[REQUIRED WORK] Lines of the listing below that contain the string "const" are to be returned.

[INPUT]
PR #96, opened 2023-04-12
chore: Implement background queue

gnarea:
# Overview

Implement background queue, with one **example** event producer and consumer for illustration purposes only.

# High-level changes

- Integrate Knative Eventing.
- Introduce **temporary example** in API server (`POST /example-event-publisher`) to illustrate how to use this in #97.
- Make lots of seemingly-irrelevant tweaks to existing Kubernetes/Knative resources (`k8s/*.yml`) to make this work.
- Since this PR introduces a second server, I had to split the `setUpTestServer()` test utility into two functions (one for each server).

# Testing

The event producer and consumer can be tested very easily:

```http
### Example event producer
POST http://veraid-authority.default.10.103.177.106.sslip.io/example-event-publisher
```

`skaffold dev` will then output the following log from the `queue` container:

```
[queue] {"level":30,"time":1681416127681,"pid":1,"hostname":"veraid-authority-queue-00001-deployment-5cc9849665-fq4q7","reqId":"8c5f3880-aa2e-414e-a3ba-8d8bb3e55ca0","event":{"id":"id","time":"2023-04-13T20:02:07.645Z","type":"net.veraid.orgs.creation","source":"https://veraid.net/authority/api","specversion":"1.0","datacontenttype":"application/json; charset=utf-8","subject":"bbc.com","data":{"foo":"bar"},"knativearrivaltime":"2023-04-13T20:02:07.656158605Z"},"msg":"Event processed"}
```

Which means that the event produced in the API server reached the right sink in the background queue.

### DIFF
--- a/src/backgroundQueue/QueueProblemType.ts
+++ b/src/backgroundQueue/QueueProblemType.ts
@@ -1,4 +1,4 @@
-export enum ProblemType {
+export enum QueueProblemType {
   INVALID_EVENT = 'https://veraid.net/problems/internal-events/invalid-event',
   UNSUPPORTED_EVENT = 'https://veraid.net/problems/internal-events/unsupported-event',
 }
--- a/src/backgroundQueue/server.spec.ts
+++ b/src/backgroundQueue/server.spec.ts
@@ -7,7 +7,7 @@ import { HTTP_STATUS_CODES } from '../utilities/http.js';
 import { CE_ID, CE_SOURCE } from '../testUtils/eventing/stubs.js';
 import { postEvent } from '../testUtils/eventing/cloudEvents.js';
 
-import { ProblemType } from './ProblemType.js';
+import { QueueProblemType } from './QueueProblemType.js';
 
 configureMockEnvVars(REQUIRED_QUEUE_ENV_VARS);
 
@@ -38,7 +38,7 @@ describe('makeQueueServer', () => {
       });
 
       expect(response.statusCode).toBe(HTTP_STATUS_CODES.BAD_REQUEST);
-      expect(response.json()).toHaveProperty('type', ProblemType.INVALID_EVENT);
+      expect(response.json()).toHaveProperty('type', QueueProblemType.INVALID_EVENT);
     });
 
     test('Unsupported CloudEvent type should be refused', async () => {
@@ -52,7 +52,7 @@ describe('makeQueueServer', () => {
       const response = await postEvent(event, server);
 
       expect(response.statusCode).toBe(HTTP_STATUS_CODES.BAD_REQUEST);
-      expect(response.json()).toHaveProperty('type', ProblemType.UNSUPPORTED_EVENT);
+      expect(response.json()).toHaveProperty('type', QueueProblemType.UNSUPPORTED_EVENT);
     });
   });
 });
--- a/src/backgroundQueue/server.ts
+++ b/src/backgroundQueue/server.ts
@@ -9,7 +9,7 @@ import { EXAMPLE_EVENT_TYPE } from '../internalEvents/example.js';
 
 import processExample from './sinks/example.sink.js';
 import type { Sink } from './Sink.js';
-import { ProblemType } from './ProblemType.js';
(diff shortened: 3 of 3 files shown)


src/utilities/mongo.ts
```diff
@@ -1,8 +1,8 @@
 import envVar from 'env-var';
 import { type Connection, createConnection } from 'mongoose';
 
-export async function createMongooseConnectionFromEnv(): Promise<Connection> {
+export function createMongooseConnectionFromEnv(): Connection {
   const mongoUri = envVar.get('MONGODB_URI').required().asString();
 
-  return createConnection(mongoUri).asPromise();
```
gnarea, line 7: This is the ultimate source of the pain I experienced with this task.

Basically, the original version was blocking the start of the server until the DB connection was established, but Knative expects the server to start listening ASAP, even if it's not ready (even if the health check will time out or return 50X responses).

Note that the both the old and new version of this function returns a Mongoose `Connection` instance. Any DB query will still hang until the connection is established or the timeout is hit. So, exactly the same behaviour as before.

src/utilities/knativeEventing.ts
```diff
@@ -0,0 +1,8 @@
+import { emitterFor, type EmitterFunction, httpTransport } from 'cloudevents';
+import envVar from 'env-var';
+
+export function makeEmitterFromEnv(): EmitterFunction {
```
gnarea, line 4: This function isn't used in this PR, but will be used when we implement `MemberPublicKeyImport` in `POST /awala`. (I tested it by integrating it in the healthcheck, but I'm obviously not committing that change)

src/utilities/eventing/Emitter.spec.ts
```diff
@@ -0,0 +1,56 @@
...
+import { CE_SOURCE, K_SINK } from '../../testUtils/eventing.js';
+import { mockSpy } from '../../testUtils/jest.js';
+
+const mockEmitter = mockSpy(jest.fn());
+const mockTransport = Symbol('mockTransport');
+jest.unstable_mockModule('cloudevents', () => ({
+  emitterFor: jest.fn<any>().mockReturnValue(mockEmitter),
+  httpTransport: jest.fn<any>().mockReturnValue(mockTransport),
+}));
+// eslint-disable-next-line @typescript-eslint/naming-convention
```
gnarea, line 15: Same thing as in `Kms.spec.ts`: This is a workaround until Jest fixes its EMS support and `unstable_mockModule()` is no longer needed.

src/testUtils/logging.ts
```diff
@@ -14,14 +14,13 @@ export function makeMockLogging(): MockLogging {
...
-  return { logger, logs };
-}
 
-// eslint-disable-next-line import/no-unused-modules
-export function partialPinoLogger(bindings: { readonly [key: string]: any }): any {
-  return expect.objectContaining({
-    [PinoSymbols.formattersSym]: { bindings },
+  beforeEach(() => {
+    // Clear the logs
+    logs.splice(0, logs.length);
```
gnarea, line 20: I accidentally wrote a test that passed because of a log that was recorded in a previous test, so that's why I'm forcing the set of logs to be cleared between tests.

src/backgroundQueue/ProblemType.ts
```diff
@@ -0,0 +1,4 @@
+export enum ProblemType {
```
levansuper, line 1: Maybe call this QueueProblemType?

gnarea: I considered that, but this is inside `src/backgroundQueue` and there can't be further problem types.

gnarea: Note that we have to return the same HTTP response, even if the sink refuses the input.

gnarea: Actually, on reflection, it'd indeed be better to call it that, for when one looks it up on the IDE.

gnarea: Change made

levansuper (approved):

[WRITTEN REPLY]
       const response = await postEvent(event, server);
   const mongoUri = envVar.get('MONGODB_URI').required().asString();
+const mockEmitter = mockSpy(jest.fn());
+const mockTransport = Symbol('mockTransport');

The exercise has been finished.